With more solar energy coming onto the grid every day, how can you successfully integrate and take advantage of this intermittent resource? Vaisala's solar forecast offers a competitive edge in effectively managing risk at your project and across your energy portfolio.
See Also - Regional Solar Energy Forecasting
Vaisala's forecast system is based on the most advanced numerical weather prediction modeling techniques. It statistically integrates on-site data to calibrate forecast predictions to a project site's distinct geography and climate. When long-term ground observations are unavailable we use nearly 20 years of hourly site data from our global solar dataset to provide a reliable and accurate solar production forecast. Our methodology accounts for localized characteristics such as clouds influenced by complex terrain, coastal effects, and monsoon.
Developed and Tested In The Real World
Vaisala's forecast was created through a partnership with one of the Southwest's largest utilities and solar energy producers.

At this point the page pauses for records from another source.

PR #137, opened 2022-04-21
feat: added payment_method_id to card-details endpoint [TA-1301]

thomas-gr4vy:
# Description

Adds the `payment_method_id` to the query string of the `[GET] /card-details` endpoint, allowing users to query card details using **either** the card's BIN or the ID of a stored payment method.

Updates the response to return the `id` as either the BIN or payment method ID, dependant upon which was provided in the original request.

Re [TA-1301](https://gr4vy.atlassian.net/browse/TA-1301)

## Checklist

## Contribution guidelines


reference/paths/card-details.yaml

The resulting system was piloted, tested, and improved based on performance in real world applications at actual utility-scale solar projects.
In addition to industry leading accuracy, Vaisala's solar forecast also offers ease of use. Forecasts are delivered through a customizable dashboard, displaying site-specific conditions with easily interpreted graphics. Users can also download the day-ahead irradiance and power forecasts as data files and access historical forecast information.

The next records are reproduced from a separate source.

PR #171, opened 2022-06-24
Update methods.yaml

douglaseggleton:
# Description

`googlepay_pan_only` is not a valid method in a transaction response - need to confirm that it isn't used in another request.

## Checklist

## Contribution guidelines


gryevns:
I think this is valid - do we need to add `googlepay_pan_only` [here](https://github.com/gr4vy/gr4vy-openapi/blob/d99159f69c9f5133e0e72ee55ba2a75bfae00707/reference/request-bodies/google_pay_request.yaml#L15-L20)?

reference/request-bodies/google_pay_request.yaml
```diff
@@ -18,6 +18,7 @@ properties:
     example: googlepay
     enum:
       - googlepay
+      - googlepay_pan_only
```
gryevns, line 21: Sorry, double checked this and it's not the case, we only need `googlepay` so can revert this line. https://github.com/gr4vy/core-api/blob/429bbff9951d1109a57a488af003e2703dbb54f8/src/api/routers/payment_methods/schemas.py#L268

thomas-gr4vy: As per Gary's comment, `googlepay_pan_only` is not required. It is only used internally to Core API now. 👍

douglaseggleton, line 21:
```suggestion
```

PR #177, opened 2022-07-04
feat: added details to payment method [TA-2017]

thomas-gr4vy:
# Description

- Adds the `details` element to a `PaymentMethod` which is intended to hold method-specific properties.
- Adds `details` for the `card` method which includes: `scheme`, `expiration_date`, `first6` and `last4`.

Re [TA-2017](https://gr4vy.atlassian.net/browse/TA-2017)

## Checklist

## Contribution guidelines


reference/resources/payment_method_details_card.yaml
```diff
@@ -0,0 +1,24 @@
+---
+title: Card
+description: A credit or debit card payment method.
+type: object
+x-tags:
+  - Payment Methods
+
+properties:
+
+  card_type:
```
cbetta, line 10: Should this just be type?

thomas-gr4vy: We use `type` across the API to denote the resource, so I went with `card_type` to avoid confusion, and to be consistent with the `/card-details` endpoint which also uses `card_type` (for the same reason).

cbetta (approved):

Forecasting information is made available via a client-specific dashboard interface accompanied by data files in an easily integrated CSV file format. Data files can also be accessed via API.
Vaisala developed our solar forecast using the most physically robust technique to provide accurate irradiance and power forecasts specific to a solar project's unique environment. The numerical weather prediction model Vaisala employs is an open source model continually updated and improved upon by the international atmospheric science and research community.

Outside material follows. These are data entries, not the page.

PR #185, opened 2022-07-13
Required fields for wallets & TH tax ID kind

cbetta:
Re TA-2146

* Adds `required_fields` to payment options 
* Adds new `PH` tax ID kind
* Renamed `CardRequiredFields` to `RequiredFields` as they are no longer card specific.

---

Example

```json
{
  "items": [
    {
      "type": "payment-option",
      "method": "string",
      "icon_url": "https://cdn.gr4vy.app/card.svg",
      "mode": "string",
      "label": "Pay by Card",
      "can_store_payment_method": true,
      "context": {
        "merchant_name": "string",
        "supported_schemes": [
          "amex"
        ],
        "approval_ui": {
          "height": "300px",
          "width": "300px"
        },
        "required_fields": {
          "first_name": true,
          "last_name": true,
          "email_address": true,
          "phone_number": true,
          "address": {
            "city": true,
            "country": true,
            "postal_code": true,
            "state": true,
            "house_number_or_name": true,
            "line1": true
          },
          "tax_id": true
        }
      },
      "payment_method_tokenization_enabled": true
    }
  ]
}
```


reference/resources/required_fields.yaml
```diff
@@ -1,8 +1,8 @@
 ---
-title: Card Required Fields
```
Dave-Elec, line 2: Is required fields descriptive?

Dave-Elec (changes requested):

reference/resources/required_fields.yaml
cbetta: I think so. There is a description with more details.

Dave-Elec: I meant the file name.

cbetta:
@douglaseggleton what's your thoughts on fitting `required_fields` under context? I have trouble understanding what needs to go in context and what not.

reference/resources/required_fields.yaml
Dave-Elec: Okay.

douglaseggleton:
> IMO `context` should be reserved for payment method specific data (ie. we can't rely on the presence of specific items as they can differ between payment methods). This is how it currently works with Google/Apple Pay; both add additional items to the `context` which are not necessarily present for other payment methods. If `required_fields` is applied across all methods then my suggestion would be to move it to the top level.

100% agree with @thomas-gr4vy 👍🏻

thomas-gr4vy:
> @thomas-gr4vy @douglaseggleton just spotted these comments while we just shipped the core API change that does put this under context. Would this be an easy change to move?

As @douglaseggleton highlighted, `approval_ui` is within `context` too, so I think it's fine to continue as-is and migrate both to the top-level as a future improvement?

PR #202, opened 2022-08-25
feat: payment-services endpoint should return only active or deleted [TA-2401]

Dave-Elec:
# Description

This PR updates /payment-services endpoint to include `deleted` query parameter.
This allows either deleted or active payment services to be listed.

Jira: [TA-2401](https://gr4vy.atlassian.net/browse/TA-2401)

## Checklist

## Contribution guidelines


reference/paths/payment_services__list-payment-services.yaml
```diff
@@ -9,6 +9,7 @@ parameters:
   - $ref: "../query-parameters/limit-100.yaml"
   - $ref: "../query-parameters/cursor.yaml"
   - $ref: "../query-parameters/method.yaml"
+  - $ref: "../query-parameters/list_payment_services__deleted.yaml"
```
cbetta, line 12: Can we rename this to `deleted.yml`?

reference/query-parameters/deleted.yaml
```diff
@@ -0,0 +1,9 @@
+---
+schema:
+  type: boolean
+  example: false
```
thomas-gr4vy, line 4:
```suggestion
  example: true
  default: false
```

reference/query-parameters/deleted.yaml
```diff
@@ -0,0 +1,9 @@
...
+in: query
+name: deleted
+description: |-
+  When set to `true`, filter for payment services that are deleted.
+  When set to `false`, filter for payment services that are active.
```
thomas-gr4vy, line 9:
```suggestion
  Filters the results to only show items which have been deleted.
  By default, deleted items will not be returned.
```

reference/query-parameters/deleted.yaml
thomas-gr4vy: As a user is unlikely to ever use `deleted=false` (it's unnecessary) we should instead show the intended usage of filtering to only show deleted items by settings `deleted=true`.

reference/query-parameters/deleted.yaml
thomas-gr4vy: We made this parameter generic when we renamed it to `deleted` so we should make the description generic also.

thomas-gr4vy (changes requested):

thomas-gr4vy (approved):
Looks good to me, as long as @cbetta is happy too.

cbetta (approved):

In the forecast model initialization process, we statistically integrate historical observations provided by the client or hourly, high-resolution (3km), satellite derived solar data, which are well calibrated to ground measurements. This statistical process is called model output statistics (or MOS) and significantly reduces forecast error and bias. In addition, Vaisala validates the solar forecast using our global solar dataset, which is based on over a decade of actual, high-resolution visible satellite imagery observations.
To provide solar forecasting, Vaisala must be supplied with all the meta data for your project such as: time zone, project location, and panel information. For power forecasting the client must provide historical irradiance, power production data, or a power conversion formula. Historical data is not required for GHI forecasting.
Features • Solar Forecast Tools - MOS-corrected day-ahead GHI or power forecast with downloadable forecast data files • Rewind Tool allows you to compare the current forecast with previous predictions • API available for faster integration of downloadable forecast data into your internal analysis tools and programming software • Customizable dashboard interface • Guaranteed 24/7 availability • Frequency - The forecast is updated every 6 hours, provides hourly predictions, and projects 60 hours into the future • Security - Easily set your own permissions system for access to forecast information with unique usernames and passwords. In addition, Vaisala provides a secure password protected web host server for all data transfers
• Make more profitable decisions with accurate, custom forecasts • Our solar forecasting system combines the latest in weather and data science to deliver accuracy and reliability. By leveraging powerful atmospheric models, machine learning, and 20 years of high-quality historical information from our global dataset, we tailor each forecast to its unique local environment.
• Improve scheduling and reduce risk • Maximize solar generation and detect reduced production days in advance to better manage scheduling and integration - all while minimizing imbalance penalties and other downside risks.
• Manage your thermal and renewable energy supply portfolio • Optimize your portfolio on a daily basis, allowing more efficient management across all your generation assets.